[What needs to be done] The expected output is every entry, repeated word for word.

━━━ Records for the exercise ━━━

PR #841, opened 2026-04-07
Respect ReplayGain meta data

flodavid:
Applies the rgvolume plugin as filter to support track gain/peak, album gain/peak

The plugin is part of GStreamer's `gst-plugins-good`. See more: https://gstreamer.freedesktop.org/documentation/replaygain/rgvolume.html


zeebok (approved):

zeebok:
I don't think I have any music files that have this metadata to test, but based on the link you provided it seems like this is all you'd need for this to work!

━━━

[Solution to the problem]
PR #841, opened 2026-04-07
Respect ReplayGain meta data

flodavid:
Applies the rgvolume plugin as filter to support track gain/peak, album gain/peak

The plugin is part of GStreamer's `gst-plugins-good`. See more: https://gstreamer.freedesktop.org/documentation/replaygain/rgvolume.html


zeebok (approved):

zeebok:
I don't think I have any music files that have this metadata to test, but based on the link you provided it seems like this is all you'd need for this to work!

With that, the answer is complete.